Second, some types of symptoms are expected to be served much faster than others. For example, holding all other variables constant, we expect a cardiovascular incident to be responded to about 15% more quickly than a drug or alcohol related incident. With this information, EMS teams may be able to identify inconsistencies between response times and highly time-sensitive incident types, potentially increasing efficiency. Below we show our predicted range of response times for a cardiovascular incident and a drug or alcohol related incident.
Finally, COVID-19 has made calls take longer on average, although this increase is very small (on the order of 10 to 20 seconds) and is likely not medically significant. This change may be driven by the increased time required for EMS responders to adhere to stricter personal protective equipment guidelines. This hypothesis could be assessed with the ability to split response times into separate loadout time and travel time components.
Next Steps
The most obvious improvement to this analysis would be the inclusion of travel distance from dispatch to incident location. Even with our attempts to account for it, this variable is likely impacting many of our estimates to some degree, and it would not be surprising to see results shift were we to include it in the model. Unfortunately, this data is not reliably collected, and while alternative approaches to estimate it certainly exist, implementing them ended up being outside the time frame of this summer project.

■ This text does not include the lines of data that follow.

PR #1252, opened 2026-07-24
`lute/fs`: implement `fs.readIntoBuffer` API

annieetang:
to support partial reads into buffers and more, this PR introduces a new fs API 

```lua
--- Reads up to `numBytes` bytes from `handle` at `fileOffset` into `buf` starting at `bufferOffset`.
--- Returns the number of bytes actually read (may be less than `numBytes` if EOF is reached).
--- - `bufferOffset` defaults to 0.
fs.readIntoBuffer(handle: FileHandle, buf: buffer, fileOffset: number, numBytes: number, bufferOffset: number?): number
```


definitions/fs.luau
```diff
@@ -77,6 +77,19 @@ function fs.close(handle: FileHandle): ()
...
 end
 
+--- Reads up to `count` bytes from `handle` at `fileOffset` into `buf` starting at `bufferOffset`.
+--- Returns the number of bytes actually read (may be less than `count` if EOF is reached).
+--- - `bufferOffset` defaults to 0.
+function fs.readIntoBuffer(
+	handle: FileHandle,
+	buf: buffer,
+	fileOffset: number,
+	count: number,
```
Vighnesh-V:
```suggestion
numBytes: number,
```

lute/fs/src/fs_impl.cpp
```diff
@@ -607,6 +607,19 @@ struct FSCopyDirectory
     }
 };
 
+struct FSReadIntoBuffer : FSRequest
```
Vighnesh-V, line 610: should this extend FSReadRequest? It looks like it's doing many of the same things?

Vighnesh-V (changes requested):

lute/fs/src/fs_impl.cpp
```diff
@@ -766,6 +779,48 @@ int close_impl(lua_State* L, UVFile* handle)
...
+    r->succeed(
+        [bytesRead](lua_State* L)
+        {
+            lua_pushnumber(L, static_cast<double>(bytesRead));
+            return 1;
+        }
+    );
+}
+
+int readIntoBuffer_impl(lua_State* L, UVFile* handle, void* buf, size_t bufLen, int64_t fileOffset, size_t count, size_t bufferOffset)
```
skberkeley: why is `fileOffset` signed?

lute/fs/src/fs_impl.h
```diff
@@ -54,4 +56,5 @@ int mkdir_impl(lua_State* L, const char* path, int mode);
 int rmdir_impl(lua_State* L, const char* path);
 int listdir_impl(lua_State* L, const char* path);
 
+
```
skberkeley: ?

lute/fs/src/fs_impl.cpp
annieetang: was following the `uv_fs_read` API https://docs.libuv.org/en/v1.x/fs.html#c.uv_fs_read

lute/fs/src/fs_impl.cpp
annieetang: talked offline and `FSRead` and `FSReadIntoBuffer` are pretty different from each other so I wanted to keep them separate. tldr is bc FSRead loops until EOF without knowing the total size upfront, while FSReadInfoBuffer is a fixed size single read call into an external buffer

tests/std/fs.test.luau
```diff
@@ -424,4 +424,88 @@ test.suite("FsSuite", function(suite)
...
+
+		local success = pcall(function()
+			fs.readIntoBuffer(h, readBuf, 0, 2, 3)
+		end)
+		assert.eq(success, false)
+
+		success = pcall(function()
+			fs.readIntoBuffer(h, readBuf, -1, 1)
+		end)
+		assert.eq(success, false)
```
Vighnesh-V: isn't there an assert.that?

Vighnesh-V (changes requested):
nit on tests, but ow looks fine

tests/std/fs.test.luau
annieetang: o true ty

Vighnesh-V (approved):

Including travel distance information would allow us to make more meaningful interpretation of neighborhood effects. As it stands, we assume that the neighborhood effects are capturing much of the travel distance information. It would be interesting to see if some neighborhoods are consistently under- or over-served. Of particular interest is the Pantops region, which has a large number of elderly residents at heightened risk of COVID-19. On the previous graphs, this region corresponds to census tract 105, just to the East of Charlottesville. Any changes in response times here would therefore be particularly consequential.
Finally, it is worth noting that response times are not the only way to assess medical service delivery, and expanding our analysis to other variables would help provide a more nuanced view of changes across the COVID-19 pandemic. For instance, drops in call volume (as discussed in the background section of the site), may indicate certain communities who have become highly reluctant to rely on emergency services with potentially dangerous consequences. Other variables, like hospitals patients are transferred to, types of medical procedures implemented during calls, and more would also be relevant for further exploration.